Neural Networks and Quantum Field Theory

TL;DR

This paper develops a theoretical framework connecting neural networks to quantum field theory, using Wilsonian effective field theory to analyze their behavior and likelihoods, and relates overparameterization to model simplicity.

Contribution

It introduces a novel approach linking neural networks with quantum field theory concepts, providing a new perspective on their likelihoods and overparameterization.

Findings

Neural networks in the asymptotic limit behave like Gaussian processes.

Non-Gaussian corrections correspond to particle interactions in field theory.

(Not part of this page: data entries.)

PR #3315, opened 2021-03-29
Improve support for resource registration

jovanstevanovic:
Task and high-level overview (#3326)

**PROGRESS**: 
- First step toward creating a custom filesystem with a TODO list is committed.

### DIFF
--- a/substratevm/src/com.oracle.svm.core/src/com/oracle/svm/core/jdk/JDKVersionSpecificResourceBuilder.java
+++ b/substratevm/src/com.oracle.svm.core/src/com/oracle/svm/core/jdk/JDKVersionSpecificResourceBuilder.java
@@ -1,0 +1,37 @@
+/*
+ * Copyright (c) 2021, 2021, Oracle and/or its affiliates. All rights reserved.
+ * DO NOT ALTER OR REMOVE COPYRIGHT NOTICES OR THIS FILE HEADER.
+ *
+ * This code is free software; you can redistribute it and/or modify it
+ * under the terms of the GNU General Public License version 2 only, as
+ * published by the Free Software Foundation.  Oracle designates this
+ * particular file as subject to the "Classpath" exception as provided
+ * by Oracle in the LICENSE file that accompanied this code.
+ *
+ * This code is distributed in the hope that it will be useful, but WITHOUT
+ * ANY WARRANTY; without even the implied warranty of MERCHANTABILITY or
+ * FITNESS FOR A PARTICULAR PURPOSE.  See the GNU General Public License
+ * version 2 for more details (a copy is included in the LICENSE file that
+ * accompanied this code).
+ *
+ * You should have received a copy of the GNU General Public License version
+ * 2 along with this work; if not, write to the Free Software Foundation,
+ * Inc., 51 Franklin St, Fifth Floor, Boston, MA 02110-1301 USA.
+ *
+ * Please contact Oracle, 500 Oracle Parkway, Redwood Shores, CA 94065 USA
+ * or visit www.oracle.com if you need additional information or have any
+ * questions.
+ */
+
+package com.oracle.svm.core.jdk;
+
+import java.net.URL;
+import java.net.URLConnection;
+
+public class JDKVersionSpecificResourceBuilder {
+
+    @SuppressWarnings("unused")
+    public static Object buildResource(String name, URL url, URLConnection urlConnection) {
+        return null;
+    }
+}
--- a/substratevm/src/com.oracle.svm.core/src/com/oracle/svm/core/jdk/JavaLangSubstitutions.java
+++ b/substratevm/src/com.oracle.svm.core/src/com/oracle/svm/core/jdk/JavaLangSubstitutions.java
@@ -29,11 +29,9 @@ import static com.oracle.svm.core.annotate.RecomputeFieldValue.Kind.Reset;
 import static com.oracle.svm.core.snippets.KnownIntrinsics.readHub;
 
 import java.io.File;
-import java.io.IOException;
 import java.io.InputStream;
 import java.io.PrintStream;
 import java.net.URL;
-import java.util.Enumeration;
 import java.util.Map;
 import java.util.Properties;
 import java.util.concurrent.ConcurrentHashMap;
@@ -724,28 +722,6 @@ final class Target_jdk_internal_loader_BootLoader {
     @Substitute
     private static boolean hasClassPath() {
         return true;
-    }
-
-    @SuppressWarnings("unused")
-    @Substitute
-    private static URL findResource(String mn, String name) {
-        return ClassLoader.getSystemClassLoader().getResource(name);
-    }
-
-    @SuppressWarnings("unused")
-    @Substitute
-    private static InputStream findResourceAsStream(String mn, String name) {
-        return ClassLoader.getSystemClassLoader().getResourceAsStream(name);
-    }
-
-    @Substitute
-    private static URL findResource(String name) {
-        return ClassLoader.getSystemClassLoader().getResource(name);
-    }
-
-    @Substitute
-    private static Enumeration<URL> findResources(String name) throws IOException {
-        return ClassLoader.getSystemClassLoader().getResources(name);
     }
 
     /**
--- a/substratevm/src/com.oracle.svm.core/src/com/oracle/svm/core/jdk/Target_java_lang_ClassLoader.java
+++ b/substratevm/src/com.oracle.svm.core/src/com/oracle/svm/core/jdk/Target_java_lang_ClassLoader.java
@@ -24,13 +24,13 @@
  */
 package com.oracle.svm.core.jdk;
 
-import java.io.ByteArrayInputStream;
 import java.io.Closeable;
 import java.io.File;
 import java.io.IOException;
 import java.io.InputStream;
 import java.net.URL;
 import java.net.URLClassLoader;
+import java.net.URLConnection;
 import java.security.ProtectionDomain;
 import java.util.ArrayList;
 import java.util.Collections;
@@ -58,8 +58,75 @@ import com.oracle.svm.core.util.VMError;
 import jdk.vm.ci.meta.MetaAccessProvider;
 import jdk.vm.ci.meta.ResolvedJavaField;
 
+@TargetClass(className = "jdk.internal.loader.Resource", onlyWith = JDK11OrLater.class)
+@SuppressWarnings("unused")
+final class Target_jdk_internal_loader_Resource_JDK11OrLater {
+
+}
+
+@TargetClass(className = "sun.misc.Resource", onlyWith = JDK8OrEarlier.class)
+@SuppressWarnings("unused")
+final class Target_sun_misc_Resource_JDK8OrEarlier {
+
+}
+
+@SuppressWarnings("unchecked")
+class ResourcesHelper {
+
+    private static <T> T urlToResource(String resourceName, URL url) {
+        try {
+            if (url == null) {
+                return null;
+            }
+            URLConnection urlConnection = url.openConnection();
+            Object resource = JDKVersionSpecificResourceBuilder.buildResource(resourceName, url, urlConnection);
+            VMError.guarantee(resource != null);
+            return (T) resource;
+        } catch (IOException e) {
+            return null;
+        } catch (ClassCastException classCastException) {
+            throw VMError.shouldNotReachHere(classCastException);
+        }
+    }
+
+    static <T> T nameToResource(String resourceName) {
+        return urlToResource(resourceName, nameToResourceURL(resourceName));
+    }
+
+    static <T> Enumeration<T> nameToResources(String resourceName) {
+        Enumeration<URL> urls = Resources.createURLs(resourceName);
+        List<T> resourceURLs = new ArrayList<>();
+        while (urls.hasMoreElements()) {
+            resourceURLs.add(urlToResource(resourceName, urls.nextElement()));
+        }
+        return Collections.enumeration(resourceURLs);
+    }
+
+    static URL nameToResourceURL(String resourceName) {
+        return Resources.createURL(resourceName);
+    }
+
+    static InputStream nameToResourceInputStream(String resourceName) throws IOException {
+        URL url = nameToResourceURL(resourceName);
+        return url != null ? url.openStream() : null;
+    }
+
+    static List<URL> nameToResourceListURLs(String resourcesName) {
+        Enumeration<URL> urls = Resources.createURLs(resourcesName);
+        List<URL> resourceURLs = new ArrayList<>();
+        while (urls.hasMoreElements()) {
+            resourceURLs.add(urls.nextElement());
+        }
+        return resourceURLs;
+    }
+
+    static Enumeration<URL> nameToResourceEnumerationURLs(String resourcesName) {
+        return Collections.enumeration(nameToResourceListURLs(resourcesName));
+    }
+}
+
 @TargetClass(classNameProvider = Package_jdk_internal_loader.class, className = "URLClassPath")
-@SuppressWarnings("static-method")
+@SuppressWarnings({"unused", "static-method"})
 final class Target_jdk_internal_loader_URLClassPath {
 
     /* Reset fields that can store a Zip file via sun.misc.URLClassPath$JarLoader.jar. */
@@ -91,18 +158,63 @@ final class Target_jdk_internal_loader_URLClassPath {
     @Delete
     @TargetElement(onlyWith = JDK8OrEarlier.class)
     private static native boolean knownToNotExist0(ClassLoader loader, String className);
+
+    @Substitute
+    public URL findResource(String name, boolean check) {
+        return Resources.createURL(name);
+    }
+
+    @Substitute
+    public Enumeration<URL> findResources(final String name, final boolean check) {
+        return Resources.createURLs(name);
+    }
+
+    @Substitute
+    @TargetElement(name = "getResource", onlyWith = JDK11OrLater.class)
+    public Target_jdk_internal_loader_Resource_JDK11OrLater getResourceJDK11OrLater(String name, boolean check) {
+        return ResourcesHelper.nameToResource(name);
+    }
+
+    @Substitute
+    @TargetElement(name = "getResources", onlyWith = JDK11OrLater.class)
+    public Enumeration<Target_jdk_internal_loader_Resource_JDK11OrLater> getResourcesJDK11OrLater(final String name,
+                    final boolean check) {
+        return ResourcesHelper.nameToResources(name);
+    }
+
+    @Substitute
+    @TargetElement(name = "getResource", onlyWith = JDK8OrEarlier.class)
+    public Target_sun_misc_Resource_JDK8OrEarlier getResourceJDK8OrEarlier(String name, boolean check) {
+        return ResourcesHelper.nameToResource(name);
+    }
+
+    @Substitute
+    @TargetElement(name = "getResources", onlyWith = JDK8OrEarlier.class)
+    public Enumeration<Target_sun_misc_Resource_JDK8OrEarlier> getResourcesJDK8OrEarlier(final String name,
+                    final boolean check) {
+        return ResourcesHelper.nameToResources(name);
+    }
 }
 
 @TargetClass(URLClassLoader.class)
-@SuppressWarnings("static-method")
+@SuppressWarnings({"unused", "static-method"})
 final class Target_java_net_URLClassLoader {
     @Alias @RecomputeFieldValue(kind = Kind.NewInstance, declClass = WeakHashMap.class)//
     private WeakHashMap<Closeable, Void> closeables;
 
     @Substitute
-    private InputStream getResourceAsStream(String name) {
-        List<byte[]> arr = Resources.get(name);
-        return arr == null ? null : new ByteArrayInputStream(arr.get(0));
+    public InputStream getResourceAsStream(String name) throws IOException {
+        return ResourcesHelper.nameToResourceInputStream(name);
+    }
+
+    @Substitute
+    public URL findResource(final String name) {
+        return ResourcesHelper.nameToResourceURL(name);
+    }
+
+    @Substitute
+    public Enumeration<URL> findResources(final String name) {
+        return ResourcesHelper.nameToResources(name);
     }
 
     @Substitute
@@ -113,38 +225,47 @@ final class Target_java_net_URLClassLoader {
 }
 
 @TargetClass(className = "jdk.internal.loader.BuiltinClassLoader", onlyWith = JDK11OrLater.class)
-@SuppressWarnings("static-method")
+@SuppressWarnings({"unused", "static-method"})
 final class Target_jdk_internal_loader_BuiltinClassLoader {
 
     @Substitute
-    public URL findResource(@SuppressWarnings("unused") String mn, String name) {
-        List<byte[]> arr = Resources.get(name);
-        return arr == null ? null : Resources.createURL(name, arr.get(0));
+    public URL findResource(String mn, String name) {
+        return ResourcesHelper.nameToResourceURL(name);
+    }
+
+    @Substitute
+    public InputStream findResourceAsStream(String mn, String name) throws IOException {
+        return ResourcesHelper.nameToResourceInputStream(name);
     }
 
     @Substitute
     public URL findResource(String name) {
-        List<byte[]> arr = Resources.get(name);
-        return arr == null ? null : Resources.createURL(name, arr.get(0));
-    }
-
-    @Substitute
-    public InputStream findResourceAsStream(@SuppressWarnings("unused") String mn, String name) {
-        List<byte[]> arr = Resources.get(name);
-        return arr == null ? null : new ByteArrayInputStream(arr.get(0));
+        return ResourcesHelper.nameToResourceURL(name);
     }
 
     @Substitute
     public Enumeration<URL> findResources(String name) {
-        List<byte[]> arr = Resources.get(name);
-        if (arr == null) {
PR #12557, opened 2025-11-18
Allow explicit marking of local variables as the key for merge explosion with `CompilerDirectives.mergeExplodeKey`

blaumeise20:
This PR adds a method `CompilerDirectives.mergeExplodeKey` which can be used to explicitly mark variables to be used as the merge key in `MERGE_EXPLODE` loop explosion.

Currently, the entire frame state is used for merging. Taking Espresso as an example, if you would jump to the same `bci` but assign a different value to another variable, it will result in two separate code paths. This can lead to unexpected graph size explosion and bugs. With the method introduced in this PR, you can mark a single variable to be used as the key. Truffle will merge on this key only, but verify that other variables stay the same. If merging should occur but there is a mismatch, the compilation will bail out.

Future steps include allowing multiple variables to be marked simultaneously (which has to be extended into irreducible loop handling), and creating an option for explicit PHI nodes, so local variables can be used as counters without the need for objects.


blaumeise20:
@gilles-duboscq

truffle/src/com.oracle.truffle.api/src/com/oracle/truffle/api/CompilerDirectives.java
```diff
@@ -627,4 +627,30 @@ static final class ShouldNotReachHere extends AssertionError {
...
+     * }
+     * </pre>
+     *
+     * Only a single variable can currently be annotated with this method, and at every iteration,
+     * the value must be a constant integer.
+     *
+     * @param i the variable that should be used as the merge key.
+     * @return the unchanged value
+     */
+    @SuppressWarnings("unused")
```
gilles-duboscq: Why do we need this?

truffle/src/com.oracle.truffle.api/src/com/oracle/truffle/api/CompilerDirectives.java
```diff
@@ -627,4 +627,30 @@ static final class ShouldNotReachHere extends AssertionError {
...
+     * while (bci != END_BCI) {
+     *     // ...
+     * }
+     * </pre>
+     *
+     * Only a single variable can currently be annotated with this method, and at every iteration,
+     * the value must be a constant integer.
+     *
+     * @param i the variable that should be used as the merge key.
+     * @return the unchanged value
```
gilles-duboscq, line 842: Please add `@since 25.1`

compiler/src/jdk.graal.compiler/src/jdk/graal/compiler/truffle/substitutions/TruffleGraphBuilderPlugins.java
```diff
@@ -514,6 +515,17 @@ public boolean apply(GraphBuilderContext b, ResolvedJavaMethod targetMethod, Rec
                 return true;
             }
         });
+
+        r.register(new RequiredInvocationPlugin("mergeExplodeKey", int.class) {
+            @Override
+            public boolean apply(GraphBuilderContext b, ResolvedJavaMethod targetMethod, Receiver receiver, ValueNode value) {
+                if (canDelayIntrinsification) {
+                    return false;
```
gilles-duboscq: I think this deserves a comment explaining why we do this.

compiler/src/jdk.graal.compiler/src/jdk/graal/compiler/nodes/LoopExplosionKeyNode.java
```diff
@@ -0,0 +1,52 @@
...
+
+import jdk.graal.compiler.graph.Node;
+import jdk.graal.compiler.graph.NodeClass;
+import jdk.graal.compiler.nodeinfo.NodeInfo;
+import jdk.graal.compiler.nodes.calc.FloatingNode;
+import jdk.graal.compiler.nodes.spi.Canonicalizable;
+import jdk.graal.compiler.nodes.spi.CanonicalizerTool;
+
+@NodeInfo(nameTemplate = "LoopExplosionKey", cycles = CYCLES_0, size = SIZE_0)
+public final class LoopExplosionKeyNode extends FloatingNode implements Canonicalizable {
```
gilles-duboscq: What happens if the directive is used in a non-merge-explode method and this node remains in the graph?
I think this should either be a very explicit compilation failure or performance warning. If it's only a warning then we need to remove such nodes.

@chumer what do you think? Should using `CompilationDirective.mergeExplodeKey` outside of the context of a `@ExplodeLoop(kind = LoopExplosionKind.MERGE_EXPLODE)` method be a compilation error or a performance warning?

compiler/src/jdk.graal.compiler/src/jdk/graal/compiler/nodes/GraphDecoder.java
```diff
@@ -660,26 +653,25 @@ public final void decode(EncodedGraph encodedGraph) {
...
-                    nodeReference.node = loopScope.getNode(nodeReference.orderId);
+                    nodeReference.node = initialLoopScope.getNode(nodeReference.orderId);
                     if (nodeReference.node == null || !nodeReference.node.isAlive()) {
                         throw GraalError.shouldNotReachHere("Could not decode the EncodedNodeReference"); // ExcludeFromJacocoGeneratedReport
                     }
                     nodeReference.orderId = EncodedGraph.EncodedNodeReference.DECODED;
                 }
             }
-
-            graph.maybeMarkUnsafeAccess(encodedGraph);
```
gilles-duboscq, line 746: Why did you remove this?

compiler/src/jdk.graal.compiler/src/jdk/graal/compiler/nodes/GraphDecoder.java
```diff
@@ -727,55 +723,75 @@ protected final LoopScope createInitialLoopScope(MethodScope methodScope, FixedW
...
                 }
+            }
+        }
+    }
 
+    private MethodScope processMethodScope(MethodScope methodScope) {
+        while (methodScope.currentLoopScope != null) {
+            /* Process nodes of loop. */
+            while (!methodScope.currentLoopScope.nodesToProcess.isEmpty()) {
+                // TODO(blaumeise20): move this
```
gilles-duboscq: If we leave such a TODO here we'll need a clearer comment (move where?, why/when?)

compiler/src/jdk.graal.compiler/src/jdk/graal/compiler/nodes/GraphDecoder.java
```diff
@@ -1131,9 +1141,47 @@ protected void handleLoopExplosionBegin(MethodScope methodScope, LoopScope loopS
         FrameState frameState = loopBegin.stateAfter();
 
         if (methodScope.loopExplosion.mergeLoops()) {
-            LoopExplosionState queryState = new LoopExplosionState(frameState, null);
-            LoopExplosionState existingState = loopScope.iterationStates.get(queryState);
+            if (loopScope.trigger == LoopScopeTrigger.START) {
+                List<Integer> mergeKey = null;
```
gilles-duboscq: Maybe this could be move to a method that looks for merge keys?

compiler/src/jdk.graal.compiler/src/jdk/graal/compiler/nodes/GraphDecoder.java
```diff
@@ -1169,9 +1217,43 @@ protected void handleLoopExplosionBegin(MethodScope methodScope, LoopScope loopS
...
+            for (int i : loopScope.loopExplosionMergeKeySlots) {
+                ValueNode node = frameState.values().get(i);
+                if (!node.isConstant() || node.asJavaConstant().getJavaKind() != JavaKind.Int) {
+                    throw new PermanentBailoutException("Graal implementation restriction: Method with %s loop explosion must have a loop variable of type int. %s",
+                                    LoopExplosionPlugin.LoopExplosionKind.MERGE_EXPLODE, node);
+                }
+                values.add(node);
+            }
+        } else {
+            values = frameState.values().stream().toList();
```
gilles-duboscq:
```suggestion
            values = frameState.values().snapshot();
```

compiler/src/jdk.graal.compiler/src/jdk/graal/compiler/nodes/GraphDecoder.java
gilles-duboscq:
```suggestion
                List<Integer> mergeKeys = null;
```

compiler/src/jdk.graal.compiler/src/jdk/graal/compiler/nodes/GraphDecoder.java
```diff
@@ -1169,9 +1217,43 @@ protected void handleLoopExplosionBegin(MethodScope methodScope, LoopScope loopS
...
+    }
+
+    protected LoopExplosionKey createLoopExplosionKey(LoopScope loopScope, FrameState frameState) {
+        List<ValueNode> values;
+        if (loopScope.loopExplosionMergeKeySlots != null) {
+            values = new ArrayList<>(loopScope.loopExplosionMergeKeySlots.size());
+            for (int i : loopScope.loopExplosionMergeKeySlots) {
+                ValueNode node = frameState.values().get(i);
+                if (!node.isConstant() || node.asJavaConstant().getJavaKind() != JavaKind.Int) {
+                    throw new PermanentBailoutException("Graal implementation restriction: Method with %s loop explosion must have a loop variable of type int. %s",
```
gilles-duboscq:
```suggestion
                    throw new PermanentBailoutException("Graal implementation restriction: merge keys must partial evaluate to int constants at the loop header. %s",
```

compiler/src/jdk.graal.compiler/src/jdk/graal/compiler/nodes/GraphDecoder.java
```diff
@@ -1169,9 +1217,43 @@ protected void handleLoopExplosionBegin(MethodScope methodScope, LoopScope loopS
...
+        }
+    }
+
+    protected LoopExplosionKey createLoopExplosionKey(LoopScope loopScope, FrameState frameState) {
+        List<ValueNode> values;
+        if (loopScope.loopExplosionMergeKeySlots != null) {
+            values = new ArrayList<>(loopScope.loopExplosionMergeKeySlots.size());
+            for (int i : loopScope.loopExplosionMergeKeySlots) {
+                ValueNode node = frameState.values().get(i);
+                if (!node.isConstant() || node.asJavaConstant().getJavaKind() != JavaKind.Int) {
```
gilles-duboscq, line 1563: Should we accept all integer types (i.e., also accept longs)?
What do you think @chumer?

compiler/src/jdk.graal.compiler/src/jdk/graal/compiler/nodes/GraphDecoder.java
```diff
@@ -2285,27 +2373,23 @@ private void findLoopExits(Loop loop) {
...
-                    continue outer;
+                while (current instanceof FixedWithNextNode c) {
+                    current = c.next();
                 }
+                if (current instanceof EndNode end && methodScope.loopExplosionMerges.contains(end.merge())) {
+                    // we found the place for the loop exit introduction since the subsequent
+                    // merge has a frame state
+                    loop.exits.removeIf(x -> x.merge() == merge);
+                    loop.exits.add(end);
+                    continue;
```
gilles-duboscq: this `continue` doesn't look necessary

espresso/src/com.oracle.truffle.espresso/src/com/oracle/truffle/espresso/nodes/BytecodeNode.java
```diff
@@ -755,6 +755,7 @@ private Object executeBodyFromBCI(VirtualFrame frame, int startBCI, int startTop
             livenessAnalysis.onStart(frame, skipLivenessActions);
         }
 
+        curBCI = CompilerDirectives.mergeExplodeKey(curBCI);
```
gilles-duboscq, line 773: This could be moved to a separate commit

gilles-duboscq (commented):
Please also check the 2 failed gates

compiler/src/jdk.graal.compiler/src/jdk/graal/compiler/nodes/GraphDecoder.java
blaumeise20: I intentionally called it this way because the entire list is the "key" comprised of multiple values and there aren't multiple separate "keys", just like a multi-column `PRIMARY KEY` in a database. But I'll change it if you think plural makes more sense here.

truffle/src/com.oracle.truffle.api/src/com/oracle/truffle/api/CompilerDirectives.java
PR #12574, opened 2025-11-20
Set the correct org.graalvm.version when building unchained standalones

eregon:
* It would use the SDK suite version, which does not match if BOOTSTRAP_GRAALVM is set.

### DIFF
--- a/sdk/mx.sdk/mx_sdk_vm_ng.py
+++ b/sdk/mx.sdk/mx_sdk_vm_ng.py
@@ -460,7 +460,7 @@ class NativeImageBuildTask(mx.BuildTask):
             '--parallelism=' + str(self.parallelism),
             '--link-at-build-time',
             # we want "25.0.0-dev" and not "dev" (the default used in NativeImage#prepareImageBuildArgs)
-            '-Dorg.graalvm.version={}'.format(_suite.release_version()),
+            '-Dorg.graalvm.version={}'.format(get_bootstrap_graalvm_version()),
         ] + mx_sdk_vm_impl.svm_experimental_options(experimental_build_args)
         if os.environ.get('JVMCI_VERSION_CHECK'):
             # Propagate this env var when running native image from mx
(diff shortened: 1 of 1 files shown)


gilles-duboscq:
It's a bit unclear to me what version `org.graalvm.version` refers to.
This PR seems to assume it's the version of native image (including JIT compiler and truffle support).
But polyglot and truffle also seem to think it's their version although when using a bootstrap vm that wouldn't work.

@chumer, should `PolyglotEngineImpl#getVersion` stop using `HomeFinder.getInstance().getVersion()` and use `META-INF/graalvm/org.graalvm.truffle/version` or `META-INF/graalvm/org.graalvm.polyglot/version` instead?

chumer:
> @chumer, should PolyglotEngineImpl#getVersion stop using HomeFinder.getInstance().getVersion() and use META-INF/graalvm/org.graalvm.truffle/version or META-INF/graalvm/org.graalvm.polyglot/version instead?

Yes I think it should. We didn't get to cleaning this up yet. I also want to fully eliminate the HomeFinder. Happy to take contributions.

eregon:
> It's a bit unclear to me what version `org.graalvm.version` refers to.

From the name of property it seems rather clear it's the GraalVM version (legacy-style), as you say Native Image & Compiler version.
There is also the `GRAALVM/release` file which has e.g. `GRAALVM_VERSION="25.0.1"`, which HomeFinder reads if the property is not already set, so that's further indication that the meaning of `org.graalvm.version` is the GraalVM version.

Could we merge this as a first step since it seems clearly a bug fix?

* For the case where GraalVM and Truffle versions match it doesn't matter.
* For the case they don't match, it reported the wrong version and now reports the right version.

> should `PolyglotEngineImpl#getVersion` stop using `HomeFinder.getInstance().getVersion()` and use `META-INF/graalvm/org.graalvm.truffle/version` or `META-INF/graalvm/org.graalvm.polyglot/version` instead?

I can take a look at that, sounds easy enough.

> I also want to fully eliminate the HomeFinder.

I'm not interested in doing that cleanup though.

gilles-duboscq:
I agree we can make truffle use its own version as a follow-up. I'll integrate this.

PR #12621, opened 2025-12-01
[WIP] Change object handle implementation.

asselyam:


asselyam:
@christianhaeubl Dear Dr. Häubl here is the updated code

Issue #12676, opened 2025-12-08
[Native Image] Possible race condition in InterceptJSInvokeTypeFlow causes intermittent build failures


willcohen:
### Describe the Issue

Intermittent build failure (~80% failure rate) in `native-image --tool:svm-wasm` with "Should not reach here" error. The failure is non-deterministic - running the same build multiple times produces different results.

### Using the latest version of GraalVM can resolve many issues.

- [x] I tried with the [latest version](https://www.graalvm.org/downloads/) of GraalVM.

### GraalVM Version

java 26 2026-03-17
Java(TM) SE Runtime Environment Oracle GraalVM 26-dev+13.1 (build 26+13-jvmci-b01)
Java HotSpot(TM) 64-Bit Server VM Oracle GraalVM 26-dev+13.1 (build 26+13-jvmci-b01, mixed mode, sharing)

### Operating System and Version

25.1.0 Darwin Kernel Version 25.1.0: Mon Oct 20 19:34:03 PDT 2025; root:xnu-12377.41.6~2/RELEASE_ARM64_T8112 arm64

### Build Command

I unfortunately cannot provide a minimal repro -- it appears to trigger after a certain level of complexity, but I can share a repro based on a working project:

```bash
git clone https://github.com/willcohen/wasmts
cd wasmts
mvn clean compile

###### Run 10 times - typically ~2 succeed, ~8 fail
for i in {1..10}; do
  native-image --tool:svm-wasm -cp "target/classes:target/lib/*" \
    net.willcohen.wasmts.API target/wasmts 2>&1 | grep -E "(Finished|Failed)"
done
```

### Expected Behavior

A successful build!

### Actual Behavior

My output this last run was:
```
Finished generating 'wasmts' in 30.9s.
Finished generating 'wasmts' in 27.4s.
Failed generating 'wasmts' after 6.6s.
Finished generating 'wasmts' in 26.7s.
Failed generating 'wasmts' after 8.0s.
Failed generating 'wasmts' after 7.1s.
Failed generating 'wasmts' after 8.8s.
Finished generating 'wasmts' in 31.5s.
Failed generating 'wasmts' after 9.3s.
Failed generating 'wasmts' after 9.5s.
```

### Steps to Reproduce

git clone https://github.com/willcohen/wasmts
cd wasmts
mvn clean compile

######## Run 10 times - typically ~2 succeed, ~8 fail
for i in {1..10}; do
[...]

PR #12677, opened 2025-12-08
Prevent race condition with web-image analysis

willcohen:
Addresses #12676. web-image usage now succeeding locally accordingly.


willcohen:
Closing in favor of #12707 @patrick96.

PR #12763, opened 2025-12-31
Add JNI validation and handle checks

asselyam:
Added a new boolean hosted option to SubstrateOptions that determines if the JNI validation is enabled
Created a new class named ValidatedJNIFunctions by copying the JNIFunctions class and modifying the copy in the following way:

The formalism applies broadly to architectures approaching Gaussian processes asymptotically.

Abstract

We propose a theoretical understanding of neural networks in terms of Wilsonian effective field theory. The correspondence relies on the fact that many asymptotic neural networks are drawn from Gaussian processes, the analog of non-interacting field theories. Moving away from the asymptotic limit yields a non-Gaussian process and corresponds to turning on particle interactions, allowing for the computation of correlation functions of neural network outputs with Feynman diagrams. Minimal non-Gaussian process likelihoods are determined by the most relevant non-Gaussian terms, according to the flow in their coefficients induced by the Wilsonian renormalization group. This yields a direct connection between overparameterization and simplicity of neural network likelihoods. Whether the coefficients are constants or functions may be understood in terms of GP limit symmetries, as expected from 't Hooft's technical naturalness. General theoretical calculations are matched to neural network experiments in the simplest class of models allowing the correspondence. Our formalism is valid for any of the many architectures that becomes a GP in an asymptotic limit, a property preserved under certain types of training.